Путеводитель потерянных. Документальный роман

Более тридцати лет Елена Макарова рассказывает об истории гетто Терезин и курирует международные выставки, посвященные этой теме. На ее счету четырехтомное историческое исследование «Крепость над бездной», а также роман «Фридл» о судьбе художницы и педагога Фридл Дикер-Брандейс (1898–1944). Документальный роман «Путеводитель потерянных» органично продолжает эту многолетнюю работу. Основываясь на диалогах с бывшими узниками гетто и лагерей смерти, Макарова создает широкое историческое полотно жизни людей, которым заново приходилось учиться любить, доверять людям, думать, работать.
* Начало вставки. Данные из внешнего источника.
PR #1621, opened 2025-04-13
chore: remove unused `rustfmt.toml` file

ThomasFrans:
This configuration file is empty and therefore doesn't do anything. It makes sense to remove it to keep the files and directories in the root of the project as minimal as possible. This makes it easier for new contributors to get a quick overview of the project. The more files there are in the root of a project, the harder it gets to tell what's important.

## Describe your changes

- Remove the empty `rustfmt.toml` configuration file for `rustfmt` from the root directory of the project

\/


ThomasFrans:
Been wanting to make a PR for this for a while, but it's such a small change that it's almost not worth it :smile:

hrkfdn:
Thank you :)

Issue #1638, opened 2025-05-16
UI freezes in queue tab if mouse click used to play


Fatcat560:
**Describe the bug**
Trying to play a song in the queue by "double clicking" on

**To Reproduce**

**Expected behavior**

**Screenshots**

**System (please complete the following information):**
 - OS: [e.g. Linux, macOS]
 - Terminal: [e.g. GNOME Terminal, Alacritty]
 - Version: [e.g. 0.4.0, `master` branch]
 - Installed from: [e.g. AUR, brew, cargo]

**Backtrace/Debug log**
Please attach a debug log and backtrace if ncspot has crashed.

Instructions on how to capture debug logs: https://github.com/hrkfdn/ncspot#debugging

For backtraces, make sure you run a debug build of ncspot, e.g. by running the
command mentioned in the [compilation
instructions](https://github.com/hrkfdn/ncspot#compiling).  You can find the
latest backtrace at `~/.cache/ncspot/backtrace.log`.

**Additional context**

hrkfdn:
Thanks for the report, I can reproduce it. I didn't have time to fix it yet but did some digging:

I think the problem lies here: https://github.com/hrkfdn/ncspot/blob/c294857002f4237085414a402e59e936ca0d1d2f/src/ui/listview.rs#L391-L399

This is the logic for a double click on an item. It will clear the queue and then append all the items shown in this view. This works fine for non-queue views (i.e. albums), but inside the queue view this causes problems.

That logic is also duplicated for the play command (i.e. when a user presses return on an item): https://github.com/hrkfdn/ncspot/blob/c294857002f4237085414a402e59e936ca0d1d2f/src/ui/listview.rs#L486-L494

For the queue view (which uses `ListView` under the hood), the command behavior is overwritten to only play the selected item without clearing the queue: https://github.com/hrkfdn/ncspot/blob/c294857002f4237085414a402e59e936ca0d1d2f/src/ui/queue.rs#L121-L124
I think we need the same behavior for the mouse click. Sharing this here as notes for me or someone else to fix it.

Fatcat560:
@hrkfdn thanks for reproducing! I'm not very knowledgeable about the code base but if I find the time, I'd love to help fix this issue. Looking at the pieces of code you provided makes me think this should be an easy-ish fix so maybe the perfect opportunity to try my luck.

Fatcat560:
Update: I have a working version after some tinkering. I'll see if I can somehow clean it up a bit before opening a PR though.

PR #1642, opened 2025-05-21
Prevent Queue UI from freezing when clicking on a selected item

Fatcat560:
## Describe your changes

In order to enable the queue view to play a title by clicking on the selected row, I did the following changes:

- Most of the `on_event`  logic moved into a separate public function in order to reuse the existing code as much as possible in the queue ui.
- This new `handle_mouse_event`  function either directly handles the incoming event or, in the case of the play option, returns a `Command` which then can be handled separately by different views. This in theory could enable more commands in the future if required.

[#1638](https://github.com/hrkfdn/ncspot/issues/1638)

### DIFF
--- a/CHANGELOG.md
+++ b/CHANGELOG.md
@@ -10,6 +10,7 @@ and this project adheres to [Semantic Versioning](https://semver.org/spec/v2.0.0
 ### Fixed
 
 - Skip unplayable tracks
+- Queue UI correctly plays a track when clicking on an already selected item
 
 ## [1.2.2]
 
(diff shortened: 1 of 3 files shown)


hrkfdn (approved):
Thanks so much for your contribution :heart:

I've been breaking my brain pondering whether there's a more generic way to implement this, i.e. should we have playable item click events propagate instead of the `ListView` triggering a `Play` command, etc., because this feels a little specific. But I can't come up with anything and the `ListView` is not very generic anyway, so I'd merge this in a bit, especially because it fixes a rather nasty bug :)

Fatcat560:
@hrkfdn And thank you for maintaining this app :100:  I've been very happy using it and I'm glad I was able to give back to the project in some way.

I didn't want to touch too many things with this bug fix as my first contribution, maybe I'll invest more time reading the code to better understand the inner workings. That way I may be able to contribute once more in the future.

hrkfdn:
Yeah I understand, I'm also a bit rusty with the codebase 😅 Thanks again!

Герои Сталинградской битвы

В ряду величайших сражений, в которых участвовала и победила наша страна, особое место занимает Сталинградская битва — коренной перелом в ходе Второй мировой войны. Среди литературы, посвященной этой великой победе, выделяются воспоминания ее участников — от маршалов и генералов до солдат. В этих мемуарах есть лишь один недостаток — авторы почти ничего не пишут о себе. Вы не найдете у них слов и оценок того, каков был их личный вклад в победу над врагом, какого колоссального напряжения и сил стоила им война.


Гойя

Франсиско Гойя-и-Лусьентес (1746–1828) — художник, чье имя неотделимо от бурной эпохи революционных потрясений, от надежд и разочарований его современников. Его биография, написанная известным искусствоведом Александром Якимовичем, включает в себя анекдоты, интермедии, научные гипотезы, субъективные догадки и другие попытки приблизиться к волнующим, пугающим и удивительным смыслам картин великого мастера живописи и графики. Читатель встретит здесь близких друзей Гойи, его единомышленников, антагонистов, почитателей и соперников.